Executive Summary
Figure 1. Internal and External Spending on Web Data Extraction
Source: Opimas AnalysisThe Internet is the ultimate dataset. A rapidly increasing amount of data on the web, ever-more connected devices, and growing social media usage are creating more sources from which valuable insights can be gleaned. Web data comprises a valuable portion of alternative datasets revolutionizing the decision-making process for corporations.
Extracting these data from the Internet is a complex endeavor, with the information required to perform analyses spread across multiple sites, in different, often unstructured, formats.
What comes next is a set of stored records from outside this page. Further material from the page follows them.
PR #461, opened 2022-01-18
Do not filter locations which do not have coordinates

### LINKED ISSUE #443: Do not filter locations which do not have coordinates
https://github.com/digitalfabrik/ehrenamtskarte/pull/441#discussion_r782001077)](https://github.com/digitalfabrik/ehrenamtskarte/pull/441#discussion_r782001077

klinzo:
Fixes #443 

This currently has no effect since there is only one store with no coordinates (and all other required attributes set):
> 'Kunstverein Würzburg e.V. (\"Arte Noah\"), Würzburg' was filtered out because longitude or latitude are null

It is not possible to get correct coordinates here since the street and plz are those of a Postfach:
``` xml
<name><![CDATA[Kunstverein Würzburg e.V. (\"Arte Noah\")]]></name>
<strasse><![CDATA[Postfach]]></strasse>
<hausnummer><![CDATA[110937]]></hausnummer>
<plz><![CDATA[97035]]></plz>
```

So the store is only filtered out in a different place. I think I'd merge this anyway as this may change over time and it does not hurt. If no coordinates are found we just filter it out later on.


backend/src/main/kotlin/app/ehrenamtskarte/backend/stores/importer/steps/Sanitize.kt
```diff
@@ -23,6 +23,10 @@ class Sanitize(private val logger: Logger, httpClient: HttpClient) : PipelineSte
         val stateBbox = featureFetcher.queryFeatures(listOf(Pair("state", STATE))).first().bbox
 
         input.map { it.sanitize() }.filter {
+            if (it.longitude == null || it.latitude == null) {
+                logger.info("'${it.name}, ${it.location}' was filtered out because longitude or latitude are null")
+                return@filter false
+            }
```
Schedulaar, line 29: So does this mean, we filter them out at a later point if they make it to the "Sanitize" step?

backend/src/main/kotlin/app/ehrenamtskarte/backend/stores/importer/steps/Store.kt
```diff
@@ -44,7 +44,7 @@ class Store(private val logger: Logger, private val manualImport: Boolean) : Pip
                     PhysicalStoreEntity.new {
                         storeId = storeEntity.id
                         addressId = address.id
-                        coordinates = Point(acceptingStore.longitude, acceptingStore.latitude)
+                        coordinates = Point(acceptingStore.longitude!!, acceptingStore.latitude!!)
```
Schedulaar, line 47: Why are these not null here?

backend/src/main/kotlin/app/ehrenamtskarte/backend/stores/importer/steps/Sanitize.kt
klinzo: We filter locations without coordinates here instead of in the `Filter` step

backend/src/main/kotlin/app/ehrenamtskarte/backend/stores/importer/steps/Store.kt
klinzo: Because they are filtered out in the `Sanitize` step where your other comment was. If we forget to do that, an exception is thrown here and the current store is skipped/not inserted in the database

backend/src/main/kotlin/app/ehrenamtskarte/backend/stores/importer/steps/Sanitize.kt
Schedulaar: Then the title of the PR is wrong? We simply delay filtering accepting stores without coordinates, right?

Schedulaar (approved):
Maybe it makes sense, to have a `PreSanitizeFilter` and a `PostSanitizeFilter` for clarification 🤔

maxammann (approved):

backend/src/main/kotlin/app/ehrenamtskarte/backend/stores/importer/steps/Sanitize.kt
klinzo: Only kind of. Stores without coordinates are first sanitized and only if they still have no coordinates afterwards filtered.

backend/src/main/kotlin/app/ehrenamtskarte/backend/stores/importer/FilterBuilder.kt
```diff
@@ -1,59 +0,0 @@
-package app.ehrenamtskarte.backend.stores.importer
```
klinzo, line 1: Inlined to `PreSanitizeFilter`

backend/src/main/kotlin/app/ehrenamtskarte/backend/stores/importer/steps/Filter.kt
```diff
@@ -1,21 +0,0 @@
-package app.ehrenamtskarte.backend.stores.importer.steps
```
klinzo, line 1: Renamed to `PreSanitizeFilter`

klinzo:
> Maybe it makes sense, to have a `PreSanitizeFilter` and a `PostSanitizeFilter` Pipeline steps for clarification thinking

Done

Schedulaar:
I had to restart the CI from a failed state...

PR #470, opened 2022-01-23
Reenable rotation to and from landscape mode on Android

### LINKED ISSUE #419: Reenable rotation to and from landscape mode on Android
**Describe the bug**
With https://github.com/ehrenamtskarte/ehrenamtskarte/issues/415 we set the orientation to portrait. While this is acceptable for phones, on tablets the preferred orientation is actually landscape.

**To Reproduce**
See https://github.com/ehrenamtskarte/ehrenamtskarte/issues/415

**Desktop (please complete the following information):**
 - OS: Android Emulator and Real Device

maxammann:
fixes #419


Schedulaar:
I just installed the app-release.apk from https://app.circleci.com/pipelines/github/digitalfabrik/ehrenamtskarte/912/workflows/8920355f-b301-4e08-bc96-1f93d2031941/jobs/6414/artifacts, but I found the issue sitll persists. I can rotate the app again, but there is still an area (at the right side in my case) after rotating to landscape which is unresponsive. :/

maxammann:
hm I suspect that I only fixed it for debug mode :/ I'll test it again.

maxammann:
@Schedulaar feel free to test again :)

frontend/lib/map/map/screen_parent_resizer.dart
```diff
@@ -31,12 +31,14 @@ class _ScreenParentResizer extends State<ScreenParentResizer> {
 
     final currentOrientation = MediaQuery.of(context).orientation;
     final isOverDrawingSquare = currentOrientation != _lastBuildOrientation;
-
     if (isOverDrawingSquare) {
+      // Delay setState by 2 frames. If we delay only by one frame, then Flutter is able to optimize this away.
```
Schedulaar, line 35: 😱

Schedulaar:
@maxammann I am sorry that I have to disappoint you, but it's still not working on my device :/

maxammann:
Oke, weird the ci build is not working :thinking:

maxammann:
@Schedulaar it seems only not to work if the intro slides are shown before that. Can you try to restart the app (latest build) and see whether the issue is still there?

Schedulaar:
Yep, it does indeed work after an app restart. However, I have noticed that sometimes (like 1 out of 50 times) there's a black screen where the map should be...

frontend/lib/entry_widget.dart
```diff
@@ -27,23 +27,26 @@ class EntryWidget extends StatelessWidget {
...
+          });
 
           if (settings.firstStart) {
-            routes.addAll(<String, WidgetBuilder>{
-              '/intro': (context) => IntroScreen(
-                    onFinishedCallback: () => settings.setFirstStart(enabled: false),
-                  ),
-            });
-            initialRoute = '/intro';
+            initialRoute = 'intro';
```
Schedulaar, line 42: First, do `routes.addAll( [...] )`, then declare
```dart
  String initialRoute = settings.firstStart ? 'intro' : '/';
```

frontend/lib/map/map/screen_parent_resizer.dart
```diff
@@ -0,0 +1,58 @@
+import 'dart:math';
+import 'package:flutter/material.dart';
+
+/// A widget which resizes the child widget twice when the orientation changes.
+///
+/// * Firstly, the child is resized to
+///   `width = height = max(screenWidth, screenHeight)`. This creates a square.
+/// * Secondly, the child is resized to
+///   `width = parentWidth, height = parentHeight. This sizes the child according to the parent constraints.
```
Schedulaar, line 9: Are you sure, these two steps are definitely necessary? Is it possible to omit the first step?

frontend/lib/map/map/screen_parent_resizer.dart
```diff
@@ -0,0 +1,58 @@
...
+        (_) => WidgetsBinding.instance!.addPostFrameCallback(
+          (_) => setState(() {
+            _lastBuildOrientation = currentOrientation;
+          }),
+        ),
+      );
+    }
+
+    final width = isOverDrawingSquare ? maximum : MediaQuery.of(context).size.width;
+    final height = isOverDrawingSquare ? maximum : MediaQuery.of(context).size.height;
```
Schedulaar, line 47: I assume, we have to choose other values than `MediaQuery.of(context).size.height`: Currently, the info button for tiles attribution dialog is not shown (I assume, that the height is slightly too large with the media query height).

Maybe we can use the OverflowBox only in the case of `isOverDrawingSquare` and otherwise simply return `child` as is?

Schedulaar (commented):
This seems (almost) perfect! Having the intro slides not above the main route is way better in my opinion. That way, if the location permissions are given in the intro slides, the app will start initialized properly after finishing the intro slides.

frontend/lib/map/map/screen_parent_resizer.dart
maxammann: Sadly it is required

klinzo:
@maxammann I'd review this tomorrow if you want :)

Schedulaar (commented):
Again closer to perfect, but not yet exactly there: When I rotate to landscape (given I start the app in portrait mode), the info icon is again not shown (because the map's actual size is the huge square).

Accordingly, if the app is started in landscape mode and then rotated to portrait mode, the same thing happens.

maxammann:
@Schedulaar thanks for noticing! I get now the correct constrains within the map should be placed.

frontend/lib/map/map/screen_parent_resizer.dart
```diff
@@ -0,0 +1,98 @@
+import 'dart:math';
+import 'package:flutter/material.dart';
+
+/// A widget which resizes the child widget twice when the orientation changes.
+///
+/// * Firstly, the child put in a container with the following constraints:
+///   `width = height = max(screenWidth, screenHeight)`. This creates a square.
+/// * Secondly, the child is resized to
+///   `width = parentWidth, height = parentHeight. This sizes the child according to the parent constraints. This
+///   resize only happens if the child is already initialized. If it is not yet initialized then the resize is delayed.
```
Schedulaar, line 10: I think this is outdated now? At least the second line...

Schedulaar (approved):
Buttery smooth now 😍

frontend/lib/map/map/screen_parent_resizer.dart
maxammann: Yes, thanks!

maxammann:
@klinzo feel free to test tomorrow :) then I'll merge this!

klinzo (approved):
Tested on android, did not experience any unresponsiveness.

PR #474, opened 2022-01-26
Add font to PDF

### LINKED ISSUE #354: jsPDF does not support utf8 out of the box
**Describe the bug**
jsPDF does not support utf8 out of the box.
Nevertheless, we should be able to render names from different countries from all over the world.
Also we'd like to have the German quotation marks for the sentence in the manual
```
1. Laden Sie sich die App "Ehrenamtskarte" herunter.
```

**To Reproduce**
1. Go to Administration, Karten drucken, Name etwa عائشة
2. Click on 'Karten drucken'
3. See errorneous PDF:

**Expected behavior**
The PDF should render the arabic name fine.

**Screenshots**
image

maxammann:
fixes #354


administration/src/components/generation/PdfFactory.ts
```diff
@@ -65,6 +65,12 @@ export function generatePdf(models: CardActivateModel[], region: Region) {
         unit: 'mm',
         format: 'a4'
     });
+    
+    let response = uint8ArrayToBase64(new Uint8Array(await (await fetch("/pdf-fonts/NotoSans-Regular.ttf")).arrayBuffer()));
```
maxammann, line 69: Error handling is missing here

docker/reverse_proxy/nginx-staging.conf
```diff
@@ -31,7 +31,7 @@ server {
     server_name api.staging.ehrenamtskarte.app;
 
     location / {
-        set $allowed_origin 'https://druckerei.staging.ehrenamtskarte.app';
+        set $allowed_origin '*';
```
klinzo, line 34: Why do we want to allow all origins? Can't we just allow the druckerei and the ttf download?

administration/src/components/generation/PdfFactory.ts
klinzo:
```suggestion
    const response = uint8ArrayToBase64(new Uint8Array(await (await fetch("/pdf-fonts/NotoSans-Regular.ttf")).arrayBuffer()));
```

klinzo (commented):
Not tested as I have never worked with the administration yet

docker/reverse_proxy/nginx-staging.conf
maxammann: So we would need to change this to 'https://druckerei.staging.ehrenamtskarte.app http://localhost:7000'`. Otherwise the staging server is not usable from a dev environment. Because this is not security critical I would just allow any host+port to tuse the API.

Schedulaar: I thought browsers would always allow localhost as an origin?

Schedulaar: I think security-wise, it may be useful to prevent other websites to use our API (to prevent users from using other third-party websites as a client, we also prevent phishing passwords through these third parties (?) )

Schedulaar (approved):
Also not tested

docker/reverse_proxy/nginx-staging.conf
maxammann: Yes absolutely but this is only the staging server. I would say usability goes before security here.

maxammann: > I thought browsers would always allow localhost as an origin? 

CORS is also active on localhosz

Schedulaar: > Yes absolutely but this is only the staging server. I would say usability goes before security here.

Ah, yeah, true!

The range of use cases for web data extraction is rapidly increasing, and with it the necessary investment. While spending on this area amounted to about US$2.5bn in 2017, we expect that by 2020 the market will reach almost US$7bn. The bulk of this spending is currently weighted towards internal, home-grown systems. However, with the complexity of creating and maintaining web page extractors, spending is increasingly shifting to specialized external technology and service providers. External spending is set to increase from about US$400mn in 2017 to over US$2bn in 2020 (see Figure 1).
While a number of technical (anti-webscraping defenses) and legal impediments exist, these appear to be mostly manageable.
Over the coming years, making sense of big data and gleaning value will be a priority. We will see a rapid growth in spending and value extracted from the web using external tools, especially in investment decision-making, e-commerce, and manufacturing.